[Opening Provided data section]
PR #158, opened 2021-10-07
"all" option for Patient masking now supported in the config

julianxcarter:
# Summary
Adds support for a string value of `all` within the Patient Extractor constructorArgs. 
## New behavior
A string with a value of `all` can now be included in the Patient Extractor config to mask all supported Patient fields.
## Code changes
1. The mask property in `config.schema.json` has been updated to allow both strings and arrays.
2. New format added to `configUtils.js` to validate that any string included in the `mask` field is the `all` flag.
2. Support for the `all` flag added to the `FHIRPatientExtractor` and `CSVPatientExtractor`.
# Testing guidance
1. Ensure that using the `all` flag in the config actually masks all properties.
2. Ensure that including any other string as a value for the `mask` property in the config causes config validation to fail.
3. Ensure that the current array-based option still works as expected.

### DIFF
--- a/src/extractors/CSVPatientExtractor.js
+++ b/src/extractors/CSVPatientExtractor.js
@@ -9,26 +9,6 @@ const { getEmptyBundle } = require('../helpers/fhirUtils');
 const { CSVPatientSchema } = require('../helpers/schemas/csv');
 const logger = require('../helpers/logger');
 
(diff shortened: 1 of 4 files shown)


jafeltra (approved):
This looks great! I really like the refactor and masterful git work!

PR #162, opened 2021-11-04
dateTimeStamp now localizes to UTC

Dtphelan1:
In addressing the root cause of broken E-MEF PerformanceStatus tests, we realized that the failing tests were due to the fact that our formatDateTime function was always interpretting timestamps according to the local timezone. This is according to the `moment()` constructor specification [found here](https://momentjs.com/docs/#/parsing/). Also found in the moment parsing documentation is guidance on the `moment.parseZone()` function, which will maintain the provided timezone in the parsing of a string and default to UTC if none is provided. 

This PR updates our use of moment in our formatDate functions to use this newly discovered method, leading to more robust testing fixtures on the E-MEF that don't depend on a testing machine running in the Eastern Time Zone

### DIFF
--- a/src/helpers/dateUtils.js
+++ b/src/helpers/dateUtils.js
@@ -3,10 +3,10 @@ const logger = require('./logger');
 
 moment.suppressDeprecationWarnings = true; // We handle invalid date formats
 const dateFormat = 'YYYY-MM-DD';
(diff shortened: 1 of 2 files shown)


Dtphelan1:
Whoops this breaks more than it fixes – pushing up a more careful version of this change later 😄

jafeltra (approved):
[Closing Provided data section]
→ What the task requires: The required answer is the complete data, repeated exactly.

→ Answer section:
PR #158, opened 2021-10-07
"all" option for Patient masking now supported in the config

julianxcarter:
# Summary
Adds support for a string value of `all` within the Patient Extractor constructorArgs. 
## New behavior
A string with a value of `all` can now be included in the Patient Extractor config to mask all supported Patient fields.
## Code changes
1. The mask property in `config.schema.json` has been updated to allow both strings and arrays.
2. New format added to `configUtils.js` to validate that any string included in the `mask` field is the `all` flag.
2. Support for the `all` flag added to the `FHIRPatientExtractor` and `CSVPatientExtractor`.
# Testing guidance
1. Ensure that using the `all` flag in the config actually masks all properties.
2. Ensure that including any other string as a value for the `mask` property in the config causes config validation to fail.
3. Ensure that the current array-based option still works as expected.

### DIFF
--- a/src/extractors/CSVPatientExtractor.js
+++ b/src/extractors/CSVPatientExtractor.js
@@ -9,26 +9,6 @@ const { getEmptyBundle } = require('../helpers/fhirUtils');
 const { CSVPatientSchema } = require('../helpers/schemas/csv');
 const logger = require('../helpers/logger');
 
(diff shortened: 1 of 4 files shown)


jafeltra (approved):
This looks great! I really like the refactor and masterful git work!

PR #162, opened 2021-11-04
dateTimeStamp now localizes to UTC

Dtphelan1:
In addressing the root cause of broken E-MEF PerformanceStatus tests, we realized that the failing tests were due to the fact that our formatDateTime function was always interpretting timestamps according to the local timezone. This is according to the `moment()` constructor specification [found here](https://momentjs.com/docs/#/parsing/). Also found in the moment parsing documentation is guidance on the `moment.parseZone()` function, which will maintain the provided timezone in the parsing of a string and default to UTC if none is provided. 

This PR updates our use of moment in our formatDate functions to use this newly discovered method, leading to more robust testing fixtures on the E-MEF that don't depend on a testing machine running in the Eastern Time Zone

### DIFF
--- a/src/helpers/dateUtils.js
+++ b/src/helpers/dateUtils.js
@@ -3,10 +3,10 @@ const logger = require('./logger');
 
 moment.suppressDeprecationWarnings = true; // We handle invalid date formats
 const dateFormat = 'YYYY-MM-DD';
(diff shortened: 1 of 2 files shown)


Dtphelan1:
Whoops this breaks more than it fixes – pushing up a more careful version of this change later 😄

jafeltra (approved):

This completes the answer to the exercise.